Though the solutions by @Divakar are highly efficient in many use cases, they are less efficient, if the second dimension is large. Then, a solution based on hash maps is better suited. I have implemented it as follows in cython:
import numpy as np
cimport numpy as np
import cython
from libc.math cimport NAN
from libcpp.unordered_map cimport unordered_map
np.import_array()
@cython.boundscheck(False)
@cython.wraparound(False)
def get_common_element2d(np.ndarray[double, ndim=2] arr1,
np.ndarray[double, ndim=2] arr2):
cdef np.ndarray[double, ndim=1] result = np.empty(arr1.shape[0])
cdef int dim1 = arr1.shape[1]
cdef int dim2 = arr2.shape[1]
cdef int i, j
cdef unordered_map[double, int] tmpset = unordered_map[double, int]()
for i in range(arr1.shape[0]):
for j in range(dim1):
# insert arr1[i, j] as key without assigned value
tmpset[arr1[i, j]]
for j in range(dim2):
# check whether arr2[i, j] is in tmpset
if tmpset.count(arr2[i,j]):
result[i] = arr2[i,j]
break
else:
result[i] = NAN
tmpset.clear()
return result
I have created test cases as follows:
import numpy as np
import timeit
from itertools import starmap
from mycythonmodule import get_common_element2d
m, n = 3000, 3000
a = np.random.rand(m, n)
b = np.random.rand(m, n)
for i, row in enumerate(a):
if np.random.randint(2):
common = np.random.choice(row, 1)
b[i][np.random.choice(np.arange(n), np.random.randint(min(n,20)), False)] = common
# we need to copy the arrays on each test run, otherwise they
# will remain sorted, which would bias the results
%timeit [set(aa).intersection(bb) for aa, bb in zip(a.copy(), b.copy())]

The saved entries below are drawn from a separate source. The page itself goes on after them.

PR #165, opened 2023-11-10
Initial work on Notebooks

worksofliam:
* [x] Initial port from vscode-ibmi-notebooks
* [x] Ability to open existing .sql sources as a new Notebook, separating statements into separate cells (SQL files have a button to open as a notebook)
* [x] Consider how we can generate different formats of data other than tables for relational data (we added charts!)
* [x] Add chart width (`max-width`?) settings to extension
* [x] Ability to create a new empty Notebook from the SQL Job Manager view, similar to how we have a 'new empty file' button
* [x] New Notebook examples under the Examples view (API has been added `isNotebook`)
* [ ] ~Reset result set view when cell is executed~
* [x] Comma at the end of statements supported
* [x] Docs on Notebooks - requires dev work to be finished


src/notebooks/IBMiSerializer.ts
```diff
@@ -0,0 +1,64 @@
...
+
+interface RawNotebookCell {
+  language: string;
+  value: string;
+  kind: vscode.NotebookCellKind;
+}
+
+export function notebookInit() {
+  const openNotebook = vscode.commands.registerCommand(`vscode-db2i.openNotebook`, (node) => {
+    const uri = node ? node.resourceUri : vscode.Uri.parse(`untitled:` + `notebook.inb`);
```
davecharron, line 14: Should there be a counter here that could be used to generate the file name?  As it is now, with the default file name `notebook.inb`, only one unsaved notebook can be open at a time.

worksofliam: Fixed in a new commit. Changed the code to use a better VS Code API to open blank documents, which handles the title like this for us.

forstie (approved):
tip top

forstie (approved):
rockin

# returns 3.11 s ± 56.8 ms
%timeit list(starmap(np.intersect1d, zip(a.copy(), b.copy)))
# returns 1.83 s ± 55.4
# test sorting method
# divakarsMethod1 is the appraoch #1 in @Divakar's answer
%timeit divakarsMethod1(a.copy(), b.copy())
# returns 1.88 s ± 18 ms
# test hash map method
%timeit get_common_element2d(a.copy(), b.copy())
# returns 1.46 s ± 22.6 ms
These results seem to indicate that the naive approach is actually better than some vectorized versions. However, the vectorized algorithms play out their strengths, if many rows with fewer columns are considered (a different use case). In these cases, the vectorized approaches are more than 5 times faster than the naive appraoch and the sorting method turns out to be best.
Conclusion: I will go with the HashMap-based cython version, because it is among the most efficient variants in both use cases. If I had to set up cython first, I would use the sorting-based method.